- Total Cost: $4.73
- 40 HITs, including both text transcription and voting HITs.
- TurKit code for this experiment: code.js, all files
- NOTE: The experiment was stopped prematurely, so you probably can’t run the code.js file using the provided database, since the program will try to make calls to MTurk for HITs under my account. However, all the partially completed HITs have been written out to a file called output.txt.
- TurKit Version: 0.1.37
We are in search of a task that lends itself to iteration — a task where it is easier to understand previous people’s work than it is to redo that work. We did an experiment in the past, before this blog, where people attempted to decipher extremely poor handwriting (page 6). This handwriting seemed impossible for anyone to decipher alone, but by building on each other’s work, turkers were able to transcribe it almost verbatim.
Of course, we didn’t have a control in that experiment, so we don’t actually know that nobody could decipher it all on their own. So we are now running a set of experiments comparing iteration and non-iteration for handwriting recognition.
Well, almost. It is difficult to write with a consistent poorness, so instead I wrote passages with the text tool in the Gimp, and obfuscated them with a distortion filter. To be precise, I used the “Sans” font, size 22 pixels. Then I distorted each passage with Filters–Noise–Spread, using 9 pixels for both horizontal and vertical spread. Here is a result:
We then adopted the experimental design of a previous blog post comparing image description writing iteratively and non-iteratively, except we used 8 iterations for both conditions instead of 6. We also paid $0.10 for each iteration instead of $0.02 — we tried $0.02, but it didn’t seem like we were getting any takers.
Even with $0.10, the experiment ran for a few days without completing, and I could already see some room for improvement, so I shut it off prematurely.
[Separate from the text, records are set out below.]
Issue #2752, opened 2021-10-06
Add histogram metrics for ingestion


mkmik:
Now that we can use custom histogram bucket sizes (thanks to #2365!), it's finally possible to emit a metric that measures the distribution of sizes of LP batches and/or eentries we write to / read from the write buffer (e.g. kafka)

- [x] `ingest_batch_size_bytes`
- [ ] `write_buffer_ingest_entry_size`
- [ ] (bonus points) compressed sizes for write buffer entries (may be hard since the compression is done transparently by the Kafka client library)

CC: @primeroz

alamb:
I am going to take a shot at adding the histogram for kafka ingestion sizes

PR #3120, opened 2021-11-16
feat: emit Kafka stats as metrics instead of logs

crepererum:
This maps a subset of Kafka stats as metrics. The set can -- of course
-- be changed in the future depending on our needs.

Fixes #3100.

PR #3129, opened 2021-11-16
feat: Add kafka write buffer consumer metrics

alamb:
Closes https://github.com/influxdata/influxdb_iox/issues/2752

Takes advantage of the great work in https://github.com/influxdata/influxdb_iox/pull/3120 from @crepererum

# Rationale
1. To tune the Kafka configuration, we need to understand the distribution of sizes of entries we read from the kafka

# Changes
1. Add `write_buffer_ingest_entry_size` metric
2. Tests for same


write_buffer/src/kafka.rs
```diff
@@ -205,18 +214,30 @@ impl WriteBufferReading for KafkaBufferConsumer {
...
 
-                    let kafka_headers = message.headers().into_iter().flat_map(|headers| (0..headers.count()).map(|idx| headers.get(idx).unwrap()));
+                    let kafka_headers = header_iter(&message);
                     let headers = IoxHeaders::from_headers(kafka_headers, trace_collector.as_ref())?;
-
                     let payload = message.payload().ok_or_else::<WriteBufferError, _>(|| {
                         "Payload missing".to_string().into()
                     })?;
 
+                    // Estimate size of data read from kafka as
```
alamb, line 233: I could not find any way in  `rdkafka` to get the actual message size as it was received (e.g if it was compressed) nor the actual in memory message size.

@mkmik  I am not sure if you would like this metric to include headers and the key size, or if you would like it to just include the payload

write_buffer/src/kafka.rs
```diff
@@ -385,11 +406,31 @@ impl KafkaBufferConsumer {
             .collect::<Result<BTreeMap<u32, Arc<StreamConsumer<ClientContextImpl>>>, KafkaError>>(
             )?;
 
+        let write_buffer_ingest_entry_size: Metric<U64Histogram> = metric_registry
+            .register_metric_with_options(
+                "write_buffer_ingest_entry_size",
+                "distribution of ingested Kafka message sizes",
+                || {
+                    U64HistogramOptions::new([
+                        1024,
```
alamb, line 415: @mkmik / @primeroz  Are these ok histogram boundaries for kafka message ingest size (aka the size of messages read from kafka)?

write_buffer/src/kafka.rs
mkmik: the payload sizes are usually big enough for this to usually not matter much

write_buffer/src/kafka.rs
mkmik: in #2969 I also made sure to include messages larger than the megabyte (because we observed such batch sizes in tools)

alamb: I am happy to use the same sizes as in https://github.com/influxdata/influxdb_iox/pull/2969; I reduced the bucket sizes in this PR as I recalled @primeroz said we had a 1MB limit on kafka message size. Please let me know what you would like and I will make this PR do it

primeroz: just to be fair i _suggest_ we work on the [default expected max message size of 1 MebiByte ](https://kafka.apache.org/documentation/#brokerconfigs_message.max.bytes) if possible but with extra work , and especially with a distribution of sizes that limit the number of large messages , we could send bigger messages. 

If we can stay in the limit of the default size it will make everything easier especially as we scale up number of topics

mkmik: I agree we should limit to 1MB.

However if for any reason we end up tweaking that parameter, we wouldn't have observability that help us figure out which databases are payload . Changing the buckets here requires changing the code.

Perhaps we could have less fine grained by buckets above the 1MB mark?

primeroz: yeah i tihnk we should definetely expose some bigger buckets like `3MB, 5MB, 10MB, Infinity`... and maybe reduce the buckets in the <1MB ... especially if those are per `iox database` to limit crdinality ?

mkmik: yeah, honestly I don't know if we can keep putting the `iox database` as a label there.
At least not until we have iox itself processing the telemetry.

Our /metrics is already exploding in size right now. We're going to have 50k databases in a single region

primeroz: :+1: i do think tht metrics like this don't need the precision of per-database cardinality ... i would love a single per iox-router metric with the histogram of write sizes

mkmik: yeah, the per-database labels would be useful in order to spot the outliers. But the are other techniques (sadly not supported by our monitoring system) which work much much better at doing that: `exemplars`

write_buffer/src/kafka.rs
```diff
@@ -205,18 +214,30 @@ impl WriteBufferReading for KafkaBufferConsumer {
...
                     let headers = IoxHeaders::from_headers(kafka_headers, trace_collector.as_ref())?;
-
                     let payload = message.payload().ok_or_else::<WriteBufferError, _>(|| {
                         "Payload missing".to_string().into()
                     })?;
 
+                    // Estimate size of data read from kafka as
+                    // payload len + key len + headers
+                    let kafka_read_size: usize = payload.len() +
+                        message.key().map(|key| key.len()).unwrap_or(0) +
```
e-dard, line 236: Haven't tested this but I think you can do. YOLO!!

```suggestion
                        message.key().map(|key| key.len()).unwrap_or_default() +
```

write_buffer/src/kafka.rs
e-dard: Prometheus will be broken for more than tens of tenants on IOx. I don't think it's critical to know the distribution of writes into kafka on a per-tenant basis. I suspect we could infer that from other places like the front door.

e-dard: I _think_ in TSM Kafka we tend to have message sizes around `1.8MB`.

e-dard (approved):
Nice 👍

write_buffer/src/kafka.rs
alamb: Ok, so now I am pretty confused 🤔 

What boundaries do you want on these histograms? How about something like

```
[1K, 16K, 256K, 1MB, 3MB, 10MB, Infinity]?
```

primeroz: yeah , for me that is good set of buckets . In case i would just add one in between 256 and 1MB , maybe `768`

mkmik: LGTM

alamb: Updated boundaries in 9abdf540

write_buffer/src/kafka.rs
alamb: In 18f5947a

Issue #1953, opened 2021-07-12
Panics captured by logging layer lose message


mkmik:
__Steps to reproduce:__
List the minimal actions needed to reproduce the behaviour.

1. Cause a panic, e.g. noticed when sending very large http requests to `/api/v2/write` 

__Expected behaviour:__

```
level=error msg="thread 'tokio-runtime-worker' panicked at 'Should have been able to read the next chunk: hyper::Error(Body, Custom { kind: UnexpectedEof, error: IncompleteBody })', src/influxdb_ioxd/http.rs:427:27" 
```

__Actual behaviour:__

```
level=error msg="thread 'tokio-runtime-worker' panicked at 'UNKNOWN', src/influxdb_ioxd/http.rs:427:27" span=1657324937750249551 target="panic_logging" location="panic_logging/src/lib.rs:110" time=1626093262739824399
```

__Logs__

The stderr stream shows the original message:

```
thread 'tokio-runtime-worker' panicked at 'Should have been able to read the next chunk: hyper::Error(Body, Custom { kind: UnexpectedEof, error: IncompleteBody })', src/influxdb_ioxd/http.rs:427:27
```

alamb:
Interestingly, there is a test for catching the context here https://github.com/influxdata/influxdb_iox/blob/99093b18fb7f60b0229705c5fce79c42f86657a5/src/influxdb_ioxd/rpc/storage/service.rs#L1892-L1896

I tried locally (on a mac) and I got messages both in debug and release mode

mkmik:
To make the thing even more mysterious, the logs contain some examples where the message is correctly preserved in the logfmt body; so whatever is going on, it happens only in some cases (the best kind of bugs)

carols10cents:
Preserving what I put in chat: one possible cause of this is calling `panic!` with something other than a `String` or `&str`. It doesn't look like we're doing this in our code.

`cargo build -vvv` shows warnings from your dependencies, so I ran `RUSTFLAGS="-W non_fmt_panic" cargo build -vvv`.

This spot in the `proc-macro-error` crate is the only candidate I found: https://gitlab.com/CreepySkeleton/proc-macro-error/-/blob/master/src/lib.rs#L472

The `proc-macro-error::AbortNow` type is private, so we can't just try downcasting to that, but we could fork `proc-macro-error` and change that call to `panic` and see if that's it?

alamb:
[...]

PR #3130, opened 2021-11-16
fix: capture all panic messages in logs

alamb:
Resolves https://github.com/influxdata/influxdb_iox/issues/1953

# Rationale
1. `panic` messages that are not `&str` or `String` we printed as `UNKNOWN`

# Changes
1. Use std::fmt::Display for `panic_info` rather than trying to replicate it ourself


panic_logging/src/lib.rs
```diff
@@ -91,35 +91,7 @@ impl Drop for SendPanicsToTracing {
...
-    };
-
-    if let Some(s) = panic_info.payload().downcast_ref::<&str>() {
-        log_panic(s);
-    } else if let Some(s) = panic_info.payload().downcast_ref::<&String>() {
-        log_panic(s);
-    } else {
-        log_panic("UNKNOWN");
-    }
+    error!(panic_info=%panic_info, "Thread panic");
```
alamb, line 94: I am pretty sure I didn't use the `std::fmt::Display` implementation of `PanicInfo` was because I didn't know any better initially

panic_logging/src/lib.rs
```diff
@@ -91,35 +91,7 @@ impl Drop for SendPanicsToTracing {
...
-            Some(name) => name.into(),
-            None => "unnamed".into(),
-        };
-        error!(
-            "thread '{}' panicked at '{}', {}",
-            thread_name, s, location_string
-        );
-    };
-
-    if let Some(s) = panic_info.payload().downcast_ref::<&str>() {
```
alamb, line 116: The idea is to let `PanicInfo` handle this correctly -- see https://doc.rust-lang.org/src/core/panic/panic_info.rs.html#130-145

domodwyer (approved):
Looks good! I'll do the same in Conductor 👍

panic_logging/src/lib.rs
NGA-TRAN: Hah, simple

NGA-TRAN (approved):

alamb:
> Hah, simple

Yeah   -- seems so simple now 🤦

mkmik:
Thanks!

Issue #3029, opened 2021-11-04
IOx management `CreateDatabase`  timesout prior to database creation if write buffer connection can not be established in time


alamb:
As pointed out by @domodwyer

Here is the final iterative version of the passage shown above:
I had intended to hit the nail, but I’m not a very good aim it seems and I ended up hitting my thumb. This is a common occurence I know, but it doesn’t make me feel any less ridiculous having done it myself. My new strategy will involve lightly tapping the nail while holding it until it is embedded into the wood enough that the wood itself is holding it straight and then I’ll remove my hand and pound carefully away. We’ll see how this goes.
The highlighted word should have been “wedged”. This transcription also fixes — or almost fixes — a couple of spelling errors in the original passage.
The following pages show the iterative and non-iterative submissions for each of the three blurry passages. Note that the iterative submissions build on each other, while the non-iterative submissions are all independent.
Nail Passage : After eight iterations, turkers transcribe the text with only one error, shown above. We only have 5 non-iterative responses — all of them essentially say that the text is unreadable.
Boat Passage : The first seven iterations don’t transcribe any words. The last iteration is a promising start. We got 7 non-iterative responses before terminating the experiment, and one of these is even more promising than the last iterative response.
Babysitting Passage : In this passage, we solicited non-iterative responses before the iterative ones. One of the responses is very good, with only about seven missed words. The iterative process only gets the first two iterations before the experiment stops.
We stopped the experiment because it was taking a while, and many people were submitting responses that essentially said “this text is unreadable.” Empirically, the text appears to be mostly readable to multiple people (the major contributors from each experiment were different turkers).
I hypothesize that the real problem is convincing turkers that progress is possible, since it looks impossible. An early iteration for the Nail Passage made a good effort, and laid the groundwork for future iterations. None of the subsequent turkers iterating on this passage complained about readability — at least not as an addendum to the transcribed passage — which suggests that people are more comfortable with this task after it has been broken down a little.
Another related problem is convincing turkers that it’s ok to just do a little bit, when faced with the entire passage. Most turkers would either do none of it, or make an attempt at most of it. One counter example is the very first turker in the Nail Passage, who attempted to transcribe only the first line or so. But then the voters voted against it. So even the voters need to be convinced that it’s ok to do just a little bit.
The plan for version 2.0 of this experiment is to have a textbox beneath each word, and instructions saying it’s ok to contribute only 1 or 2 words. The hope is to make turkers more comfortable contributing just what they are able. This should also make a better comparison between the iterative and non-iterative conditions, since it will be easier for the non-iterative contributors to make guesses on individual words, without feeling like they need to transcribe the entire text. These guesses can then be combined programmatically later, similar to how we combine tags from non-iterative responses in the tag cloud experiment.